## Exercise
The following data has a line with "Issue #534, opened 2016-07-10" and a line with "davegarrett: need to". Write out exactly those lines and all the lines between them.

## Source records
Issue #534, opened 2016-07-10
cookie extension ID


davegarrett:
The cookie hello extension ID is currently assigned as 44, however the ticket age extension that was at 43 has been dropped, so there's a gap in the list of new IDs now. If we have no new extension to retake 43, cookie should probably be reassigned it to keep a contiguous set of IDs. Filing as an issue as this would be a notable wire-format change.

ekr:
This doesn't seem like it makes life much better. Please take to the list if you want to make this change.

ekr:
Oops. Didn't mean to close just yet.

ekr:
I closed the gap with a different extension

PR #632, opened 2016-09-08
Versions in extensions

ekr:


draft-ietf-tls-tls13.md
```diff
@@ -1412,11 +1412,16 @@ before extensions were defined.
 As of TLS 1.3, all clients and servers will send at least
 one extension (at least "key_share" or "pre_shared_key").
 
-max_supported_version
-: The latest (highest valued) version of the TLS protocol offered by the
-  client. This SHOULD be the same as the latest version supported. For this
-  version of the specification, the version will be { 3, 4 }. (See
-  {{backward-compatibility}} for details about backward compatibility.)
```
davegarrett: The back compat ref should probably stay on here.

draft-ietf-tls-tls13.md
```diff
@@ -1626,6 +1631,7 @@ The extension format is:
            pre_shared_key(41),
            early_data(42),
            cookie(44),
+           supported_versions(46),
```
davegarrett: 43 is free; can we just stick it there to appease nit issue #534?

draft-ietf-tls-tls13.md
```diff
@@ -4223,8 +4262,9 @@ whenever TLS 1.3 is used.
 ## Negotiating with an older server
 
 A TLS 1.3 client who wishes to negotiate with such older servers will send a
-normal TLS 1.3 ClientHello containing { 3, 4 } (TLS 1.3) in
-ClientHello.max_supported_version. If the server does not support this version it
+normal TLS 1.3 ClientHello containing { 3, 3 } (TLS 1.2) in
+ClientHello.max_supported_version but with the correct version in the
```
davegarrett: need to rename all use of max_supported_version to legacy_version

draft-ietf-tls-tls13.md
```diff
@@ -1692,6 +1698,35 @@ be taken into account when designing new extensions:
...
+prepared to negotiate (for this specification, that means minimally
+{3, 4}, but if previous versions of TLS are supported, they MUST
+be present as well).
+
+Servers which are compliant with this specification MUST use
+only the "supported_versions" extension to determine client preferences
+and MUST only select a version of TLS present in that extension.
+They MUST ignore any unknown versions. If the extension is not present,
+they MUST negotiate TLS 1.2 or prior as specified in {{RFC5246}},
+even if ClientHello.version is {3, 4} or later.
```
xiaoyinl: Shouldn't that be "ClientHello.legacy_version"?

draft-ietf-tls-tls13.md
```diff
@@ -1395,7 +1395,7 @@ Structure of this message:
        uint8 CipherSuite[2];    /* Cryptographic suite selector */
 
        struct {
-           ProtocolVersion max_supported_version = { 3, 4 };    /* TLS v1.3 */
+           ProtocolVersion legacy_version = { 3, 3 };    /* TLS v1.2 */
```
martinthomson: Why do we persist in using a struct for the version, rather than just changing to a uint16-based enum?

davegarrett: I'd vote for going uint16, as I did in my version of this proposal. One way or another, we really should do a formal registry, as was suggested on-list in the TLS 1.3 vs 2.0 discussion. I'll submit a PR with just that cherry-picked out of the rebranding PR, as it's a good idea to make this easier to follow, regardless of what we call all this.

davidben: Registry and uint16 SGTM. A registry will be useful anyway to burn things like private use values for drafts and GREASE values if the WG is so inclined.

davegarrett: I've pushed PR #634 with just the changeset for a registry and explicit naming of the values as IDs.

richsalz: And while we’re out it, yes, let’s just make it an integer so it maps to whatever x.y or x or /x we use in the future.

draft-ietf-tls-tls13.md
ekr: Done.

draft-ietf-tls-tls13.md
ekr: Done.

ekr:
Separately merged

* * *

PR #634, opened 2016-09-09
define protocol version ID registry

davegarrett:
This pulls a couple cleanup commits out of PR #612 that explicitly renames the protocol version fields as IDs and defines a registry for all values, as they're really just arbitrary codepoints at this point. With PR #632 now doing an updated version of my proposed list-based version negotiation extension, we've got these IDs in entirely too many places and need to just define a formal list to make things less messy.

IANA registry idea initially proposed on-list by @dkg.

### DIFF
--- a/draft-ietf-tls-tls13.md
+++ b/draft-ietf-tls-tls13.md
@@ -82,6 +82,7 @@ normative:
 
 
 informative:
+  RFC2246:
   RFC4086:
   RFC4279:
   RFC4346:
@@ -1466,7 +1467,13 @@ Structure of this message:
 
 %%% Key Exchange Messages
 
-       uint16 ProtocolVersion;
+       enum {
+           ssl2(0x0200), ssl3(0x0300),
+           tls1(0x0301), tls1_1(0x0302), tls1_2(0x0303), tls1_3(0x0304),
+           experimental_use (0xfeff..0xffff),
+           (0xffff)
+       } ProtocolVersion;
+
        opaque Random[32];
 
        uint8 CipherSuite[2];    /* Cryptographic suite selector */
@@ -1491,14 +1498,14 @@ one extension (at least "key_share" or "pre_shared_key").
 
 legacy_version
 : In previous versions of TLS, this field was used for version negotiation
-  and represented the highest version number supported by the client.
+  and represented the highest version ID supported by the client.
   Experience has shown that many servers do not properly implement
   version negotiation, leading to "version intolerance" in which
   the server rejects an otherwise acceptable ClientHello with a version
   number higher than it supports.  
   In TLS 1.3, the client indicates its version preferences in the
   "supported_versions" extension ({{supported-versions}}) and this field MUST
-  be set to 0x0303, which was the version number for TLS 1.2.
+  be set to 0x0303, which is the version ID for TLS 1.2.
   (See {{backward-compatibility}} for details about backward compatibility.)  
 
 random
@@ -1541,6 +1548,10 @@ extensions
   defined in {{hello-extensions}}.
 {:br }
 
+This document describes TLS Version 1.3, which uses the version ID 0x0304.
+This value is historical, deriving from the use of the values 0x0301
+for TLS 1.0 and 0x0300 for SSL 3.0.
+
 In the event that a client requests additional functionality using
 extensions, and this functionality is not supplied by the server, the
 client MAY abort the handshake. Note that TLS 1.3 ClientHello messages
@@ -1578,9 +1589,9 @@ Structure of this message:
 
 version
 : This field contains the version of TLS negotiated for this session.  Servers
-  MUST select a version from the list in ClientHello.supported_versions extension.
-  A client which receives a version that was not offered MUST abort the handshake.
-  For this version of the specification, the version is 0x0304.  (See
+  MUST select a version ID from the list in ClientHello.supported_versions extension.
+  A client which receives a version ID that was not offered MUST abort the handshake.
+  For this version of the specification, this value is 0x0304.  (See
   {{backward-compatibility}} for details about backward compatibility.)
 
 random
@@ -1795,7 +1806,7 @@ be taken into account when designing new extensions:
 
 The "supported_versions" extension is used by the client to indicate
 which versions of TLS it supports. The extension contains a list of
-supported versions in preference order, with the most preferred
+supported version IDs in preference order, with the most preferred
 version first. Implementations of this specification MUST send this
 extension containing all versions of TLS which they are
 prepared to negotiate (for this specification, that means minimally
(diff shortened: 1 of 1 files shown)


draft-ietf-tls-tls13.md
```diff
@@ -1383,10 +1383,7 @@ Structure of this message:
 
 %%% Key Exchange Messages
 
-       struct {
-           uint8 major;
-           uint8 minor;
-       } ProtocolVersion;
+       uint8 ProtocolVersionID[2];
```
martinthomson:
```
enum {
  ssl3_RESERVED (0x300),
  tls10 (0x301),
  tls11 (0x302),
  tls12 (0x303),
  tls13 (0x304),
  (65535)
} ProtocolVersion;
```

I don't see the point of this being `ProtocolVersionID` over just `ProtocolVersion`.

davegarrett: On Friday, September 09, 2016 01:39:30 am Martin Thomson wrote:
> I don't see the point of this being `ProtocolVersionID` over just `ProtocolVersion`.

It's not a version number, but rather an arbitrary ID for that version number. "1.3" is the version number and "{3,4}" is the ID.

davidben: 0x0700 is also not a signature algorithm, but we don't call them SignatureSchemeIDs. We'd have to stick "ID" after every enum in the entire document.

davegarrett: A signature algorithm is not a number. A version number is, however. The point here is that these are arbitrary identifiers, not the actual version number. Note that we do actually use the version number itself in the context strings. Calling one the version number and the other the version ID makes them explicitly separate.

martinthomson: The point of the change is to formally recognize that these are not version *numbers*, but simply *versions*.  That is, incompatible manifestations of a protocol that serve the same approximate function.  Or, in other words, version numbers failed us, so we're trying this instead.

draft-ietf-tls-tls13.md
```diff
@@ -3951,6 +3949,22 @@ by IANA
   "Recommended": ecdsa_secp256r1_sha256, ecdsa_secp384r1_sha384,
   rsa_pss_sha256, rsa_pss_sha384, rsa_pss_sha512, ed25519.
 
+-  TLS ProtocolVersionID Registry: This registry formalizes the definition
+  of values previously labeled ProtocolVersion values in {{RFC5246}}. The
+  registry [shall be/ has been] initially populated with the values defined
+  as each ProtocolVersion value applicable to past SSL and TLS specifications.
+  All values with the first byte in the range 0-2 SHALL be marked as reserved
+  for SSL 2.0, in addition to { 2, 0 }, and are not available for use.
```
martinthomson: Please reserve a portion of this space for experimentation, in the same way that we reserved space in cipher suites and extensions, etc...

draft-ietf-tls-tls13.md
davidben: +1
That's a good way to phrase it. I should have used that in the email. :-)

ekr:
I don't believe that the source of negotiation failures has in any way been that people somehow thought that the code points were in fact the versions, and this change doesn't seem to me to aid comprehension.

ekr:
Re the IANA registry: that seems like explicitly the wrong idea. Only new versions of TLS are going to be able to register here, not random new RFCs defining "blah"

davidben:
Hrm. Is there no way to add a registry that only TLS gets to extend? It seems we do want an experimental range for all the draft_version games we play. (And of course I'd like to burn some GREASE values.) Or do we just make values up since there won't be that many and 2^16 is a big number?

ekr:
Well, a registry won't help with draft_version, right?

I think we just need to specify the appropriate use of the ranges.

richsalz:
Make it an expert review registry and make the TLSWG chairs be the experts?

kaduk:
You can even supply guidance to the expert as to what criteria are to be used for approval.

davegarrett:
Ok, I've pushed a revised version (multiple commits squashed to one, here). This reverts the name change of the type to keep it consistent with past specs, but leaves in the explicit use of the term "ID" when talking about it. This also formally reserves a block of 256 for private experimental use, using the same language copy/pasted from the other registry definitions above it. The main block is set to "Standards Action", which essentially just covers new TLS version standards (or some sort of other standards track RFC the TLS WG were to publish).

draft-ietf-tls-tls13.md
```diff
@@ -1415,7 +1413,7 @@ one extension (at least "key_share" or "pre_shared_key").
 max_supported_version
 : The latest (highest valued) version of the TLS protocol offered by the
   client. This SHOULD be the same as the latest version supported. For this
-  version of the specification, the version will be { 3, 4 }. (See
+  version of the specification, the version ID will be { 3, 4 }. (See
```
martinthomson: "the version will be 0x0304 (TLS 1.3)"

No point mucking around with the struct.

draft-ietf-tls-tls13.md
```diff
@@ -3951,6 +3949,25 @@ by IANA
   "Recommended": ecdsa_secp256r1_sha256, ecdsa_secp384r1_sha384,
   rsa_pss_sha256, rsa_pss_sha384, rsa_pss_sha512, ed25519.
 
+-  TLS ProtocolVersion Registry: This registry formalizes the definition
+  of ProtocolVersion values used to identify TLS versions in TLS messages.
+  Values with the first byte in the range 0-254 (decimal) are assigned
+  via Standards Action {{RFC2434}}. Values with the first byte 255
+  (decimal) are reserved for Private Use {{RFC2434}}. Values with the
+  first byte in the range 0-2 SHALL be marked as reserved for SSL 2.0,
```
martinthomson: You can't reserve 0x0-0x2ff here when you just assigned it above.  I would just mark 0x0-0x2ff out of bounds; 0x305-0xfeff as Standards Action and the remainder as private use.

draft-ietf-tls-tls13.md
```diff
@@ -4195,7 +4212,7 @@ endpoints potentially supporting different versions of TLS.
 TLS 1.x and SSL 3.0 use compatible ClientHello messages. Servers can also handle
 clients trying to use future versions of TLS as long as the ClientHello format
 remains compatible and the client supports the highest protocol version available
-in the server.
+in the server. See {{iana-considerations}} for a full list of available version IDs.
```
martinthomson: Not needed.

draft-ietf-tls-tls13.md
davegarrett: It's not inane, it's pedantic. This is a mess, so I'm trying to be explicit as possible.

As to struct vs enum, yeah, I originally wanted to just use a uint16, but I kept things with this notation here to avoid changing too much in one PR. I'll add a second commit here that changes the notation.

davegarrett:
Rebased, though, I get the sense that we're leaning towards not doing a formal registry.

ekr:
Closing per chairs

## Result for this exercise
Issue #534, opened 2016-07-10
cookie extension ID


davegarrett:
The cookie hello extension ID is currently assigned as 44, however the ticket age extension that was at 43 has been dropped, so there's a gap in the list of new IDs now. If we have no new extension to retake 43, cookie should probably be reassigned it to keep a contiguous set of IDs. Filing as an issue as this would be a notable wire-format change.

ekr:
This doesn't seem like it makes life much better. Please take to the list if you want to make this change.

ekr:
Oops. Didn't mean to close just yet.

ekr:
I closed the gap with a different extension

PR #632, opened 2016-09-08
Versions in extensions

ekr:


draft-ietf-tls-tls13.md
```diff
@@ -1412,11 +1412,16 @@ before extensions were defined.
 As of TLS 1.3, all clients and servers will send at least
 one extension (at least "key_share" or "pre_shared_key").
 
-max_supported_version
-: The latest (highest valued) version of the TLS protocol offered by the
-  client. This SHOULD be the same as the latest version supported. For this
-  version of the specification, the version will be { 3, 4 }. (See
-  {{backward-compatibility}} for details about backward compatibility.)
```
davegarrett: The back compat ref should probably stay on here.

draft-ietf-tls-tls13.md
```diff
@@ -1626,6 +1631,7 @@ The extension format is:
            pre_shared_key(41),
            early_data(42),
            cookie(44),
+           supported_versions(46),
```
davegarrett: 43 is free; can we just stick it there to appease nit issue #534?

draft-ietf-tls-tls13.md
```diff
@@ -4223,8 +4262,9 @@ whenever TLS 1.3 is used.
 ## Negotiating with an older server
 
 A TLS 1.3 client who wishes to negotiate with such older servers will send a
-normal TLS 1.3 ClientHello containing { 3, 4 } (TLS 1.3) in
-ClientHello.max_supported_version. If the server does not support this version it
+normal TLS 1.3 ClientHello containing { 3, 3 } (TLS 1.2) in
+ClientHello.max_supported_version but with the correct version in the
```
davegarrett: need to rename all use of max_supported_version to legacy_version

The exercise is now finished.